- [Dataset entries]
════════════════════

PR #6350, opened 2020-09-22
Overhaul color picker module

### LINKED ISSUE #6282: color picker module automatically changes to "area" mode
Open and expand the color picker module. Defaults to my last selected option "point":

Screenshot_2020-09-12_22-43-10

Click on the color picker icon. Option changes to "area":

Screenshot_2020-09-12_22-44-24

Same thing happens if I disable the picker, change it back to "point" and then re-enable the picker.

The only way to get to point mode is to enable the picker and then change it in the drop-down while the picker is enabled.

Also (possibly unrelated) it used to be possible to change the active color picker in an IOP module from point to area mode using this module (and the documentation states that it should) but this seems to no longer be possible.

dterrahe:
As promised here https://github.com/darktable-org/darktable/issues/6282#issuecomment-692161038

image

Removed broken functionality and streamlined module.
Improved the tooltip.
Works better with narrow panels.

Fixes #6282

### DIFF
--- a/src/libs/colorpicker.c
+++ b/src/libs/colorpicker.c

════════════════════

- [TASK INSTRUCTIONS]
Repeat all the lines above, keeping them exactly as they are.

- [TASK SOLUTION]
PR #6350, opened 2020-09-22
Overhaul color picker module

### LINKED ISSUE #6282: color picker module automatically changes to "area" mode
Open and expand the color picker module. Defaults to my last selected option "point":

Screenshot_2020-09-12_22-43-10

Click on the color picker icon. Option changes to "area":

Screenshot_2020-09-12_22-44-24

Same thing happens if I disable the picker, change it back to "point" and then re-enable the picker.

The only way to get to point mode is to enable the picker and then change it in the drop-down while the picker is enabled.

Also (possibly unrelated) it used to be possible to change the active color picker in an IOP module from point to area mode using this module (and the documentation states that it should) but this seems to no longer be possible.

dterrahe:
As promised here https://github.com/darktable-org/darktable/issues/6282#issuecomment-692161038

image

Removed broken functionality and streamlined module.
Improved the tooltip.
Works better with narrow panels.

Fixes #6282

### DIFF
--- a/src/libs/colorpicker.c
+++ b/src/libs/colorpicker.c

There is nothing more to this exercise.